> [INSTRUCTIONS TO FOLLOW]:
Find the word "DeirhX" in the records below. List each line containing it.

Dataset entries
PR #179, opened 2026-06-10
fix: make preset bootstraps shell-neutral across platforms

### LINKED ISSUE #178: [fix]: make preset automations cross-platform beyond setup.sh
### **Problem**
automation#172 and #177 fixed important Windows blockers, but preset automations still depend on setup.sh and POSIX shell assumptions. Native Windows support is therefore still not truly out of the box.

### **Scope**
- Remove or supplement setup.sh with a cross-platform bootstrap path for prompt/plugin presets
- Ensure the preset create/run path works on Windows, macOS, and Linux
- Keep the Windows entrypoint and timezone improvements from #172/#177 covered by tests

### **Goal**
Preset automations should not require Git Bash or WSL on Windows.

### **Out of scope**
New automation product/tool abstractions and broader CI/process changes.
☝️ We contributors need to discuss this long term solution. But this bandage should work OK for now 🩹 .

And, the human user read & amended this too.

jamiechicago312:
## Summary
- replace preset setup.sh dependence with cross-platform bootstrap.py launchers
- route setup_script_path=None runs through a Python runner instead of POSIX shell exports/bash
- add Windows-safe regression coverage for preset tarballs and execution paths

## Testing
- uv run pytest tests/test_execution.py tests/test_preset_router.py tests/test_ab_testing_integration.py -q
- uv run ruff check openhands/automation/execution.py openhands/automation/preset_router.py openhands/automation/dispatcher.py tests/test_execution.py tests/test_preset_router.py tests/test_ab_testing_integration.py

Closes #178


jamiechicago312:
I did have OH write this but, FR I just ran into this when recording a demo, it sucks

--jamie
---
@malhotra5 I just hit this in a real Agent Canvas on Windows flow, and I want to emphasize that this PR feels critical for smooth Windows support.

Automations really need to work on the first try for Windows users in agent-canvas. Right now, a simple automation can still fail before the actual prompt even starts if any POSIX-only path or shell assumptions leak through the local automation bootstrap/dispatch path.

From the user side, that makes Windows automation support feel unreliable even when the actual automation prompt is fine. Getting this merged would meaningfully improve the out-of-box experience for Windows users and reduce a very sharp edge in local agent-canvas automations.

_This comment was posted by an AI agent (OpenHands) on behalf of Jamie Chicago._

openhands/automation/execution.py
```diff
@@ -188,6 +192,87 @@ async def _upload(
     resp.raise_for_status()
 
 
+def _get_python_launcher() -> str:
+    """Return a cross-platform Python launcher for inline runner commands."""
+    return "py -3" if os.name == "nt" else "python"
+
+
+def _build_python_runner_command(
```
malhotra5, line 213: Ah this is clever, although I think we don't assume that python command is available on the system (we lean on uv for the virtual env, and we can assume that uv exists)

Although, that's only for preset automations as well it may not be true for custom sdk automations

openhands/automation/constants.py
```diff
@@ -24,11 +28,10 @@
...
 
-# Path where tarballs are extracted inside the sandbox. This is:
-# - Written by the sandbox initialization script
-# - Read by the automation entrypoint
-# DO NOT CHANGE: Would break tarball extraction in running sandboxes.
-TARBALL_PATH = "/tmp/automation.tar.gz"
+# Path where tarballs are stored before extraction. Uses the platform temp
+# directory so the agent-server accepts the path on every OS (Windows
+# requires a drive-letter prefix for os.path.isabs() to return True).
+TARBALL_PATH = os.path.join(tempfile.gettempdir(), "automation.tar.gz")
```
malhotra5: Is this still being used anywhere? I think this is legacy, we create unique tmp dirs nowadays to avoid extracting multiple tarballs in the same location

jamiechicago312:
@openhands can you resolve the request in this comment https://github.com/OpenHands/automation/pull/179#pullrequestreview-4527230556
push to this pr please

openhands/automation/presets/plugin/bootstrap.py
```diff
@@ -0,0 +1,97 @@
+"""Cross-platform preset bootstrap for plugin automations.
```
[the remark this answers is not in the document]
jamiechicago312: Fixed in 9991fef: extracted a single shared `openhands/automation/presets/bootstrap.py` and deleted the duplicate `prompt/bootstrap.py` and `plugin/bootstrap.py`. Both `_load_prompt_preset_files()` and `_load_plugin_preset_files()` now reference `BOOTSTRAP_PATH` from the shared file. New preset types only need one bootstrap file going forward.

openhands/automation/presets/prompt/bootstrap.py
```diff
@@ -0,0 +1,97 @@
...
+packages, then re-execs the generated main.py with the venv interpreter.
+"""
+
+from __future__ import annotations
+
+import json
+import os
+import shutil
+import subprocess
+import sys
```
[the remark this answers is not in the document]
jamiechicago312: Fixed in 9991fef: removed `import sys` from the shared `presets/bootstrap.py`.

openhands/automation/presets/prompt/bootstrap.py
```diff
@@ -0,0 +1,97 @@
...
+
+
+def main() -> None:
+    uv_path = _require_uv()
+    sdk_version = _fetch_sdk_version()
+    print(f"[bootstrap] Creating virtual environment in {VENV_DIR}")
+    _run_checked(uv_path, "venv", str(VENV_DIR), "--python", PYTHON_REQUIREMENT, "--quiet")
+
+    print(f"[bootstrap] Installing OpenHands SDK packages at version {sdk_version}")
+    install_args = [uv_path, "pip", "install", "--quiet"]
```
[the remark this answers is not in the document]
jamiechicago312: Fixed in 9991fef: `uv pip install` now passes `--python str(_venv_python_path())` explicitly, so the venv target is correct regardless of CWD.

jamiechicago312:
Addressed all three issues from the review (commit 9991fef):

**[Critical] DRY Violation — resolved**
Extracted a single shared `openhands/automation/presets/bootstrap.py`. Both `prompt/bootstrap.py` and `plugin/bootstrap.py` are deleted (197 lines removed). `preset_router.py` now loads bootstrap content from `BOOTSTRAP_PATH = PRESETS_DIR / 'bootstrap.py'` for both preset types. Future presets will automatically share the same bootstrap with no duplication.

**[Suggestion] Unused `import sys` — resolved**
Removed from the shared bootstrap.

**[Suggestion] Implicit venv targeting — resolved**
`uv pip install` now passes `--python str(_venv_python_path())` explicitly, making the target venv unambiguous regardless of CWD.

Tests: 87 passed, 0 failed (`uv run pytest tests/test_preset_router.py tests/test_execution.py -q`). Ruff clean on all application files.

openhands/automation/execution.py
jamiechicago312: Interesting
I feel when the automation has been running it always is using python3 and then it fails because Windows wont accept that.

openhands/automation/constants.py
jamiechicago312: /tmp/ fails on windows.

jamiechicago312: @openhands can you address this comment from malhotra5?

openhands/automation/execution.py
jamiechicago312: @openhands can you address this request from malhotra5?

jamiechicago312: Fixed in 3827532.

Replaced the platform-specific `_get_python_launcher()` logic (`python` on POSIX / `py -3` on Windows) with `uv run python` on all platforms — since `uv` is guaranteed to be present in the sandbox, this avoids assuming a system-level Python installation is in `PATH`. The same change was applied to `PRESET_BOOTSTRAP_ENTRYPOINT` in `preset_router.py`, which now also uses `uv run python bootstrap.py` uniformly.

_This comment was posted by an AI agent (OpenHands) on behalf of the user._

openhands/automation/constants.py
jamiechicago312: Good catch — `TARBALL_PATH` is not a true protocol constant (unlike `WORK_DIR`, which the SDK must agree on). It is only an internal temp-file path used by `run_automation()` (the E2E test helper) and as a last-resort fallback in `execute_in_context()` when `run_id` is absent. The sandbox itself has no fixed expectation for this filename.

Fixed in 3bc6c9d: moved the path out of `constants.py` into `execution.py` as a private `_FALLBACK_TARBALL_PATH`, keeping `constants.py` limited to true protocol constants (`WORK_DIR`, `MODEL_PROFILE_PATTERN`). The `os`/`tempfile` imports that were added to `constants.py` only to support this value are removed as well.

_This comment was posted by an AI agent (OpenHands) on behalf of the user._

jamiechicago312:
Addresses comments and retried

https://github.com/user-attachments/assets/37e3fa1f-6092-4da0-824d-9befbcce9853

jamiechicago312:
I think everything has been addresses @malhotra5 tysm

PR #1913, opened 2016-07-25
Hotfix to clone PGoAPI object when about to make multi-threaded calls.

DeirhX:
This is a temporary hotfix to https://github.com/AHAAAAAAA/PokemonGo-Map/issues/1897 causing missing pokemon from cells. It should be replaced by https://github.com/AHAAAAAAA/PokemonGo-Map/pull/1910 as soon as possible.

## Description
Implemented cloning of entire PGoApi object when about to be used in concurrent environment. Lazy hack but at least the map scans won't be incomplete anymore.

## Motivation and Context
See https://github.com/AHAAAAAAA/PokemonGo-Map/issues/1897

## How Has This Been Tested?
Not very much, please test. I've run out of time today.

## Types of changes

## Checklist:

!TEMPORARY!  This should be removed and replaced by appropriate refactor.

### DIFF
--- a/pogom/pgoapi/pgoapi.py
+++ b/pogom/pgoapi/pgoapi.py
@@ -54,6 +54,17 @@ class PGoApi:
         self._position_alt = 0
 
         self._req_method_list = []
+
+    def copy(self):
+        other = PGoApi()
+        other.log = self.log
+        other._auth_provider = self._auth_provider
+        other._api_endpoint = self._api_endpoint
+        other._position_lat = self._position_lat
+        other._position_lng = self._position_lng
+        other._position_alt = self._position_alt
+        other._req_method_list = list(self._req_method_list)
+        return other
         
     def call(self):
         if not self._req_method_list:
--- a/pogom/search.py
+++ b/pogom/search.py
@@ -36,12 +36,13 @@ def calculate_lng_degrees(lat):
 
 def send_map_request(api, position):
     try:
-        api.set_position(*position)
-        api.get_map_objects(latitude=f2i(position[0]),
+        api_copy = api.copy()
+        api_copy.set_position(*position)
+        api_copy.get_map_objects(latitude=f2i(position[0]),
                             longitude=f2i(position[1]),
                             since_timestamp_ms=TIMESTAMP,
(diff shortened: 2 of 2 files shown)


AHAAAAAAA:
Tested, +1

wesleytsai:
Been using this for a while now while catching pokemon. Works great as a hotfix. +1

pogom/pgoapi/pgoapi.py
```diff
@@ -54,6 +54,17 @@ def __init__(self):
...
+    def copy(self):
+        other = PGoApi()
+        other.log = self.log
+        other._auth_provider = self._auth_provider
+        other._api_endpoint = self._api_endpoint
+        other._position_lat = self._position_lat
+        other._position_lng = self._position_lng
+        other._position_alt = self._position_alt
+        other._req_method_list = list(self._req_method_list)
+        return other
```
chuyskywalker: Does python not have some kind of...`clone`?

chuyskywalker:
I pulled and tested this branch with `-t 1` and `-t 5` and saw not difference in number of found pokemon in the area. Which I suspect means this is working.

That said, I also downgraded to current `develop` and ran `-t 5` without any missing pokemon. I can, at the least say, it's not any worse.

andrewda:
Tested and looks like I got the same results as @chuyskywalker. Might just be that I have few Pokémon in my area to begin with, so this won't have much affect on my area.

pogom/pgoapi/pgoapi.py
DeirhX: Tell me if it does. I'm from C++ land, feel free to pythonize.

Chlodochar: It seems so: https://docs.python.org/2/library/copy.html

I'm not that familiar with Python, so not sure if this fits the purpose.

Chlodochar:
No problems other than `OperationalError: database is locked` with high concurrency. I think that was already there.

pogom/pgoapi/pgoapi.py
Chlodochar: Using copy might also keep pogom/pgoapi untouched.

PR #1916, opened 2016-07-25
SSL Support Returns

chuyskywalker:
Get your SSL on!

2016-07-24 17_56_14-pokemon go map

I also got rid of the old `credentials.json` file and added a polite warning that it should not be used since I was all up in the config code areas.


MonkeyLeeT:
Working solid for me. Https make me happy.

andrewda:
Working on Chrome+Firefox/Mac OSX.

AHAAAAAAA:
AttributeError: 'Namespace' object has no attribute 'ssl_key'.

Breaks regular build that doesn't use ssl

PR #1936, opened 2016-07-25
SSL Attempt 2

chuyskywalker:
Add SSL (again)

## How Has This Been Tested?
 - Command-line options only
 - cli options with `config.ini` present and filled in, no `--se`
 - cli options with `config.ini` present and filled in, with `--se`
 - various states of `credentials.json` (missing, there and correct, there and incorrect)

## Types of changes

- [x] Deprecation (feature being removed, but still functional)

## Checklist:


relrod:
Is there a convincing reason that this should be supported in the upstream as opposed to suggesting that people offload stuff like this to a reverse proxy (apache, nginx, etc.)?

I'm not a core developer for the project, but I feel like the app server should be as stupidly simple as possible (less things to get wrong). I feel like things like this and #1986, etc. should be handled elsewhere.

chuyskywalker:
@relrod: Normally, I'd agree with you, but I think that with this project and its userbase, it makes more sense to keep it as self-contained as possible. You can see from the bug tracker and discourse chat how much effort people are putting in to just get the python server working; asking them to then further complicate the setup by putting a reverse proxy with ssl/auth in front of that wouldn't be wise.

jnovack:
>  as self-contained as possible

You know what I'm going to say. ;)

`docker run --rm -it --link pogomap wernight/ngrok ngrok http pogomap:5000 -log stdout`

Dredalious:
It looks like introducing a lot of complexity, while only needed for users wanting to run this publicly (on a server). These users should already know how to configure ssl termination on their preferred proxy (nginx/apache/haproxy/...).

Just adding a default key+cert for everyone (it looks like that is what happens now) gives a false sense of security and won't work for people wanting to make it available over the big bad internet. Just adding the hazzle of requesting own cer, configure it, etc. Personally, I'll keep my HAProxy with SSL termination, I don't like my keys being all over the place anyway.

chuyskywalker:
> Just adding a default key+cert for everyone (it looks like that is what happens now) gives a false sense of security 

Feature does not do that at all.

Again, y'all are clearly very capable, technical users. A very large majority of those who want to use this are not. That said, @jnovack 's ngrok thing really does seem to solve the problem very nicely, and I'm a big fan of "install docker, run one command, done" deals. There are some other fixes wrapped up in this PR I will extract, and turn that suggestion above into a wiki/documentation instead.

Dredalious:
On some closer inspection you're right, my bad, I saw some reference to ssl.crt/.key but your not shipping them. I'm agreeing that @jnovack solution solves the problems (in case that wasn't clear).

GL with the fixes!

jnovack:
If I have to say `docker` one more time around here, I swear...

:)

relrod:
/me never hopped on the Docker bandwagon.

Issue #1493, opened 2016-07-23
Mobile device - Notifications make newly appeared pokemon un-selectable.


Sp4rkR4t:
## Expected Behavior

You should be able to still click the pokemon on the map to get directions

## Current Behavior

If notifications are enabled the pokemon the notification tells you about is un-clickable.

## Steps to Reproduce (for bugs)
1. Enable notifications for a pokemon type (we used eevee)
2. When an eevee appears try clicking on it
3. nothing will happen

## Context

While the notification system is a nice idea it's current implementation causes this issue and is a little redundant, clicking the notification itself simply opens another copy of the map a better use of that space would be to open maps for directions to said pokemon.

## Your Environment

* Android 6.01 & 7 running chrome stable and dev versions

Teleyks:
I cant seem to access ipv4 address from my android, any idea why?

MRokas:
@Teleyks - you should join discord #help chatroom for issues like this.

andrewda:
@MRokas #1605 is the new version of that PR to work on the newest version of the `develop` branch.

Sp4rkR4t:
Checked the latest dev branch and this issue still persists, if you want to be notified of a pokemon, the notifications do not appear and you cannot select any of the selected pokemon types as they spawn on the map, you also get some graphical artifacts displaying around the pokemon icon for the ones you cannot select.

![screenshot_20160724-185005](https://cloud.githubusercontent.com/assets/3926906/17085448/302cd5c8-51d0-11e6-941d-2321e036c685.png)

PR #1831, opened 2016-07-24
Add bounce animation to markers for notified pokemans

jjbott:
## Description
Added a bounce animation to Pokemon markers that we've created notifications for.

## Motivation and Context
It can be hard to find the Pokemons that you were just notified about. This makes it really simple

## How Has This Been Tested?

Watched the map after getting notifications

## Screenshots (if appropriate):
bouncing pokemans

## Types of changes

- [ ] Bug fix (non-breaking change which fixes an issue)
- [x] New feature (non-breaking change which adds functionality)
- [ ] Breaking change (fix or feature that would cause existing functionality to change)

## Checklist:

- [x] My code follows the code style of this project.
- [ ] My change requires a change to the documentation.
- [ ] I have updated the documentation accordingly.

PR #1941, opened 2016-07-25
Fix clicking "notified" Pokemon and bounce animation on mobile

jjbott:
## Description

Chrome on mobile wants us to use ServiceWorkerRegistration.showNotification() for notifications, and will throw an exception if we try to create a Notification object. This exception is isn't caught, which causes our click handler to fail.

Fixed to catch the exception (and log it in case anyone is watching), and also try to avoid sending notifications for browsers that don't support them at all.

Does *not* fix notifications on mobile. That's going to take more work.

Some tab->space fixes snuck in as well by accident, but it looks like that's the style we want, so I left them.

## Motivation and Context

Fixes https://github.com/AHAAAAAAA/PokemonGo-Map/issues/1493 . Also fixes bounce animation on mobile (from comment in https://github.com/AHAAAAAAA/PokemonGo-Map/pull/1831)

## How Has This Been Tested?

Tested on Chrome in Windows and Android. Added/remove Pokemon from notification list, verified that (on Windows) notifications worked and all Pokemon were still clickable.

## Types of changes

## Checklist:

### DIFF
--- a/static/map.js
+++ b/static/map.js
@@ -954,25 +954,38 @@ function getPointDistance(pointA, pointB) {
 }
 
 function sendNotification(title, text, icon, lat, lng) {
-  if (!("Notification" in window)) {
-    return false; // Notifications are not present in browser
+  try
+  {
+    if (!("Notification" in window)) {
+      return false; // Notifications are not present in browser
+    }
+
+    if (Notification.permission !== "granted") {
+      Notification.requestPermission();
+    } else {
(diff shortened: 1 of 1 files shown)


fmavdb:
It is worth noting that to implement ServiceWorkerRegistration.showNotification(), a Service Worker needs to be registered. To register a Service Worker, the host needs to use the HTTPS protocol.

PR #1961, opened 2016-07-25
Added "Notify of all Pokémon"

sumihiro:
Added an option to notify when found all of Pokemon (excepts "Hide common Pokémon").

### DIFF
--- a/static/map.js
+++ b/static/map.js
@@ -104,7 +104,7 @@ function initMap() {
               'style_pgo_nl']
         },
     });
-	
+
 	var style_NoLabels = new google.maps.StyledMapType(noLabelsStyle, {name: "No Labels"});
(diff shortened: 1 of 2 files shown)


sp90:
@sumihiro maybe even add support for browser notifications

https://developer.mozilla.org/en/docs/Web/API/notification

sumihiro:
@sp90 browser notification is already supported.

jjbott:
Just a thought... How about the switch changes the "notify" list from a whitelist to a blacklist? Then you get your functionality with an empty notify list, plus users that care about all but a few can more easily exclude those few from notifications

sumihiro:
I want to get notification of Pokemon which I don't have it.
I add my Pokemon to "Hide common Pokemon", I will get notification of other Pokemon.

michaellindahl:
Related to #1555

PR #1872, opened 2016-07-24
Reduce the number of logged lines

parkershepherd:
## Motivation and Context
4 lines are logged for every single search, requiring lots of scrolling if you're looking through logs, and filling up log files if being run on a server. I combined the 3 model messages into one line, and set the previous 4 log statements as `debug` so they're still available to anyone who needs them.

## How Has This Been Tested?
Ran locally, only affects logging

## Screenshots (if appropriate):
screenshot at jul 24 12-58-07

## Types of changes

- [ ] Bug fix (non-breaking change which fixes an issue)
- [ ] New feature (non-breaking change which adds functionality)
- [ ] Breaking change (fix or feature that would cause existing functionality to change)

## Checklist:

- [x] My code follows the code style of this project.
- [ ] My change requires a change to the documentation.
- [ ] I have updated the documentation accordingly.

PR #1966, opened 2016-07-25
Use created variables for logging

bobvandevijver:
Simple use the created variables for the output, small performance optimization.


Yossi:
This is a trivial fix for a dumb oversight back in #1872 

The code works either way, but it makes more sense this way.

> [WRITTEN RESPONSE]:
DeirhX:
DeirhX: Tell me if it does. I'm from C++ land, feel free to pythonize.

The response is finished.